Update according to the comments.

Hi Roman,

any plans to commit this?

gareevroman closed this revision.Jan 18 2017, 4:28 AM

Hi Roman,

any plans to commit this?

Hi Tobias,

this was committed in r290253.

Interesting, maybe we need to get this from TargetTransformInfo eventually, because I saw a similar global variable/option in LoadStoreVectorizer as well.

Hi Hongbin,

thanks for the comment!

Interesting, maybe we need to get this from TargetTransformInfo eventually, because I saw a similar global variable/option in LoadStoreVectorizer as well.

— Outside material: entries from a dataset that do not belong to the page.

PR #5258, opened 2026-01-15
Fix mutating global `RestClient` and `WebClient` builders

shenjianeng:
Since the builders for HTTP clients are mutable and shared, they should only be configured with globally applicable settings. The current use leaks specific details into other usages and affects newly instantiated clients


quaff:
https://github.com/spring-projects/spring-boot/blob/6eaeeccd383662dad162d207208af31fd177eea4/module/spring-boot-webclient/src/main/java/org/springframework/boot/webclient/autoconfigure/WebClientAutoConfiguration.java#L59

It's safe to mutate since it's prototype.

shenjianeng:
> https://github.com/spring-projects/spring-boot/blob/6eaeeccd383662dad162d207208af31fd177eea4/module/spring-boot-webclient/src/main/java/org/springframework/boot/webclient/autoconfigure/WebClientAutoConfiguration.java#L59
> 
> It's safe to mutate since it's prototype.

But We don't know how the users will use it. 

the defaultHeaders have been modified. Using clone is a safer approach.

PR #5259, opened 2026-01-15
Instrument observation and retry for ImageModel implementations

quaff:


quaff:
@jonatan-ivanov Could you review the observation parts?

PR #5260, opened 2026-01-15
Make RetryTemplate as optional dependency

quaff:
`SpringAiRetryAutoConfiguration` is no longer required for model auto-configurations.


ilayaperumalg:
@quaff Thanks for the PR! LGTM. Having the PR description as "RetryTemplate as optional dependency" may be confused with the maven dependency. I will rename this to use "RetryTemplate as optional bean" to make it better. Hope that makes sense.

ilayaperumalg:
Rebased and merged via 4f121c6f76fd934b246def182c960e446f49b0d7

PR #5262, opened 2026-01-15
GH-3797 change: make QdrantVectorStore contentFieldName configurable

### LINKED ISSUE #3797: Feature Request: Allow configuration of payload content key for QdrantVectorStore
**The Problem**
The QdrantVectorStore implementation hardcodes the payload field name for document content as `"doc_content".` This makes it difficult to integrate Spring AI with pre-existing Qdrant collections that use a different naming convention for the primary text field (e.g., "page_content", "text", etc.).

The key is defined as a private static final String and used in private methods (toDocument, toPayload), preventing simple extension or configuration.

**The Desired Solution**
Introduce a configuration property to allow users to specify the content field name. This would provide a declarative and straightforward way to align Spring AI with existing data schemas.

**A clear example of the desired solution**
A user should be able to configure the content key in their application.properties or application.yml file:

The QdrantVectorStore should then use this value when reading from and writing to the Qdrant payload, falling back to the default "doc_content" if the property is not set.

The value of the solution
This feature would significantly improve the out-of-the-box experience for users connecting to existing Qdrant databases, removing the need for boilerplate code (subclassing QdrantVectorStore and overriding methods) just to handle a different field name. It makes the component more flexible and easier to adopt in established environments.

destiny3912:
## Description
This Pull Request changes the content field name of the Qdrant Vector Store to enable setting via auto configuration in hard-coded "doc_contents"
fix #3797 

## Changes
- Add contentFieldName in QdrantVecotrStoreProperties

## Usage
Add property spring.ai.vectorstore.qdrant.content-field-name to application.yml

### DIFF
--- a/vector-stores/spring-ai-qdrant-store/src/main/java/org/springframework/ai/vectorstore/qdrant/QdrantVectorStore.java
+++ b/vector-stores/spring-ai-qdrant-store/src/main/java/org/springframework/ai/vectorstore/qdrant/QdrantVectorStore.java
@@ -129,11 +129,13 @@ public class QdrantVectorStore extends AbstractObservationVectorStore implements
 
 	public static final String DEFAULT_COLLECTION_NAME = "vector_store";
 
-	private static final String CONTENT_FIELD_NAME = "doc_content";
+	public static final String DEFAULT_CONTENT_FIELD_NAME = "doc_content";
 
 	private final QdrantClient qdrantClient;
 
 	private final String collectionName;
+
+	private final String contentFieldName;
 
 	private final QdrantFilterExpressionConverter filterExpressionConverter = new QdrantFilterExpressionConverter();
 
@@ -155,6 +157,7 @@ public class QdrantVectorStore extends AbstractObservationVectorStore implements
 		this.qdrantClient = builder.qdrantClient;
 		this.collectionName = builder.collectionName;
 		this.initializeSchema = builder.initializeSchema;
+		this.contentFieldName = builder.contentFieldName;
 	}
 
 	/**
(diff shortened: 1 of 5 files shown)


vector-stores/spring-ai-qdrant-store/src/main/java/org/springframework/ai/vectorstore/qdrant/QdrantVectorStore.java
```diff
@@ -280,7 +283,7 @@ private Document toDocument(ScoredPoint point) {
 			var metadata = QdrantObjectFactory.toObjectMap(point.getPayloadMap());
 			metadata.put(DocumentMetadata.DISTANCE.value(), 1 - point.getScore());
 
-			var content = (String) metadata.remove(CONTENT_FIELD_NAME);
+			var content = (String) metadata.remove(DEFAULT_CONTENT_FIELD_NAME);
```
ilayaperumalg: Now that the content field name is configurable, we should be using the content field name instead of the default one.

destiny3912: Thank you for the feedback. The intention was to handle null safety when contentFieldName was not configured, but it was wrong. It will be corrected

ilayaperumalg: @destiny3912 Are you planning to update the PR to fix this? or, do you want me to handle when merging? Thank you

destiny3912: @ilayaperumalg I  fix it now, please check it, Thank you

ilayaperumalg:
@destiny3912 Thanks for the PR! Rebased and merged via f65756ee20e16ca49385d4deea75d8ebbc38c283 along with the doc updates via 002a20889c5e63cb4e263483093dbf0a73847036

destiny3912:
Thanks!

PR #5269, opened 2026-01-17
Fix #5250: Add ambiguity check and improve Google GenAI auth logic

### LINKED ISSUE #5250: spring-ai-starter-model-google-genai auth failure
**Bug description**
When using spring-ai-starter-model-google-genai version 1.1.2 and Gemini, ChatClient returns an auth error:
This is the config
```
spring.ai.google.genai.api-key=${GOOGLE_GEMINI_API_KEY}
spring.ai.google.genai.chat.options.model=gemini-3-flash-preview
```
this is the error
```
com.google.genai.errors.ClientException: 401 . Authentication Error, LiteLLM Virtual Key expected. Received=AI***********************************, expected to start with 'sk-'.
```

Right. We decided not to do it now, because it would probably require passing of a TargetTransformInfo object to IslNodeBuilder. It seems that such an object wouldn't be useful for anything else at the moment. Furthermore, in case of some platforms (e.g. Intel Core i7-3820 SandyBridge), it reports that the cache line size is equal to zero.